**** Data for this task
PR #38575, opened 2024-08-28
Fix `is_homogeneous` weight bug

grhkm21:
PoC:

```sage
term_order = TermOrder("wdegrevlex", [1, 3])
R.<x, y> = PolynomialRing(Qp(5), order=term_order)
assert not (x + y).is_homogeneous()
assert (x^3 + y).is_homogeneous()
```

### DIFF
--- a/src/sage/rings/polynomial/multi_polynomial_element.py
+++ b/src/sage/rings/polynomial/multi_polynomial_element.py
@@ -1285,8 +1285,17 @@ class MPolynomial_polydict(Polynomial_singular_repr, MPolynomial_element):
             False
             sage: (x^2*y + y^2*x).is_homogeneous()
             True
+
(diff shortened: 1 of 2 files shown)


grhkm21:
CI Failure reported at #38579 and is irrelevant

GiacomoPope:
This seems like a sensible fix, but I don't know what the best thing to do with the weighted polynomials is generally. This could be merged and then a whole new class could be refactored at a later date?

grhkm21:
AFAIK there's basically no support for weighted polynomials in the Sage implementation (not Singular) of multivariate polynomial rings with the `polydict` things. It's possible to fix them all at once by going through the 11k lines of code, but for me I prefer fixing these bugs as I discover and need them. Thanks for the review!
********
**** Data for this task
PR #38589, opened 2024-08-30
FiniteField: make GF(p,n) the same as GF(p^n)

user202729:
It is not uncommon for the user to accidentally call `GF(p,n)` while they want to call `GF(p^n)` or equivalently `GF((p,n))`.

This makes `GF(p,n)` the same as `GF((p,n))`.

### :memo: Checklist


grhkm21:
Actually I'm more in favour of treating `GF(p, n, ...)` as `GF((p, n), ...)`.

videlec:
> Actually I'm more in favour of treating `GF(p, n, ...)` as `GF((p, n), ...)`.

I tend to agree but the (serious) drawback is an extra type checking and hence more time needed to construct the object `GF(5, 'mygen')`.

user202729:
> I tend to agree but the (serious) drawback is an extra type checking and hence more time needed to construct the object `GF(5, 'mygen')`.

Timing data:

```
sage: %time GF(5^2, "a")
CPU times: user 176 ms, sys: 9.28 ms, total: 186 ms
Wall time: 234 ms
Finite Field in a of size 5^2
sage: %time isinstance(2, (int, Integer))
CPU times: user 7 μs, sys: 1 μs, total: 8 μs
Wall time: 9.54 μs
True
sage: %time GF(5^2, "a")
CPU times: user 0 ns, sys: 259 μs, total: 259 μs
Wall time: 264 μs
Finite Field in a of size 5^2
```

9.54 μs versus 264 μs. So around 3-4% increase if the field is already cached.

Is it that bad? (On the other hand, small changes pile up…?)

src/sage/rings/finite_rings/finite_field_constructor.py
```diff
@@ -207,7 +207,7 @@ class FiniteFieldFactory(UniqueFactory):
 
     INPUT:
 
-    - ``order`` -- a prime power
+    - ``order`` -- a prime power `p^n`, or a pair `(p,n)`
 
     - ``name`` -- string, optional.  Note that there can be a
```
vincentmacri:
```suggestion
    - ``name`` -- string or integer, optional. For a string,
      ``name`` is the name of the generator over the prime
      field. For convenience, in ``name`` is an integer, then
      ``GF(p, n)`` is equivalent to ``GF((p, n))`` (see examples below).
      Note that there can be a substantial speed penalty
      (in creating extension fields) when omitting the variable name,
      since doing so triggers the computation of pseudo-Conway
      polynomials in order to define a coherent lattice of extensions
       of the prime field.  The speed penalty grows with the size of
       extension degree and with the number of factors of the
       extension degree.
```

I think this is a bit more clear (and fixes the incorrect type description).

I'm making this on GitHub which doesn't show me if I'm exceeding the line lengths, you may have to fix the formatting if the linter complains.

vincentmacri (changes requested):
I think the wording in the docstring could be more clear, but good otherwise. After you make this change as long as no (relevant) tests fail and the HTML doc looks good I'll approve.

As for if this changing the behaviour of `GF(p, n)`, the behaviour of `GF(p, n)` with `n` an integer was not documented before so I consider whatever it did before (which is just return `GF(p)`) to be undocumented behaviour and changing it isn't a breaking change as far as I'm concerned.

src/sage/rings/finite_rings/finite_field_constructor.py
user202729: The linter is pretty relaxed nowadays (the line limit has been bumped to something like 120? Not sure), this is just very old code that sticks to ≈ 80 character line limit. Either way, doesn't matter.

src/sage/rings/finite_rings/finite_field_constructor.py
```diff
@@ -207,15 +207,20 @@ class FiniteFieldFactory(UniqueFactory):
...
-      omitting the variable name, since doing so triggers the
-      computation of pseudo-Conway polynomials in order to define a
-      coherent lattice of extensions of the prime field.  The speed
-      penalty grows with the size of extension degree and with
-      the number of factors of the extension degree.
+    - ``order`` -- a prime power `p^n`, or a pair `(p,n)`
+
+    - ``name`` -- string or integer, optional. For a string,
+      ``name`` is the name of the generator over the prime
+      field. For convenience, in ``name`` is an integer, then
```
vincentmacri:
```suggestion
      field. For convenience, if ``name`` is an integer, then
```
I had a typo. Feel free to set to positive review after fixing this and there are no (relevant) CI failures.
********
**** Data for this task
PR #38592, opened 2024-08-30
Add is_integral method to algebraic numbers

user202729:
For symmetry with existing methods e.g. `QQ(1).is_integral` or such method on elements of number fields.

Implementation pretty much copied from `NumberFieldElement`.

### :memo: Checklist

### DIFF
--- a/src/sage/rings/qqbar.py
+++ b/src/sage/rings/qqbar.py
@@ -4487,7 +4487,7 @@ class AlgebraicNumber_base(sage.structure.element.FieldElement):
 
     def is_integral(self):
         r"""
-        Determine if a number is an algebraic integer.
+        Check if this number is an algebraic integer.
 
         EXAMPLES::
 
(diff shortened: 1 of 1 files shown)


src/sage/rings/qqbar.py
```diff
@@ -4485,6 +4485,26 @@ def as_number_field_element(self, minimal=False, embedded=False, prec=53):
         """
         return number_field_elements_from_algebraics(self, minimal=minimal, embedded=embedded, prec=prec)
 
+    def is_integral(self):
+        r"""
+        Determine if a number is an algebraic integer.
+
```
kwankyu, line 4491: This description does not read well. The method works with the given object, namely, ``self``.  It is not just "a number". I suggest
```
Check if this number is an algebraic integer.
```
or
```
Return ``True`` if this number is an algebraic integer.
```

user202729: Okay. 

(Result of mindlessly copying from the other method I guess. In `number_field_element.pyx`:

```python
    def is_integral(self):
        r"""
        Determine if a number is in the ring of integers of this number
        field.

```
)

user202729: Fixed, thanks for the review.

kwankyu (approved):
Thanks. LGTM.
********
* [Task to carry out]: For this exercise, please output exactly the lines above starting at the line with "PR #38575, opened 2024-08-28" and ending at the line with "AFAIK there's basically", ends included.

* [Response to this task]:
PR #38575, opened 2024-08-28
Fix `is_homogeneous` weight bug

grhkm21:
PoC:

```sage
term_order = TermOrder("wdegrevlex", [1, 3])
R.<x, y> = PolynomialRing(Qp(5), order=term_order)
assert not (x + y).is_homogeneous()
assert (x^3 + y).is_homogeneous()
```

### DIFF
--- a/src/sage/rings/polynomial/multi_polynomial_element.py
+++ b/src/sage/rings/polynomial/multi_polynomial_element.py
@@ -1285,8 +1285,17 @@ class MPolynomial_polydict(Polynomial_singular_repr, MPolynomial_element):
             False
             sage: (x^2*y + y^2*x).is_homogeneous()
             True
+
(diff shortened: 1 of 2 files shown)


grhkm21:
CI Failure reported at #38579 and is irrelevant

GiacomoPope:
This seems like a sensible fix, but I don't know what the best thing to do with the weighted polynomials is generally. This could be merged and then a whole new class could be refactored at a later date?

grhkm21:
AFAIK there's basically no support for weighted polynomials in the Sage implementation (not Singular) of multivariate polynomial rings with the `polydict` things. It's possible to fix them all at once by going through the 11k lines of code, but for me I prefer fixing these bugs as I discover and need them. Thanks for the review!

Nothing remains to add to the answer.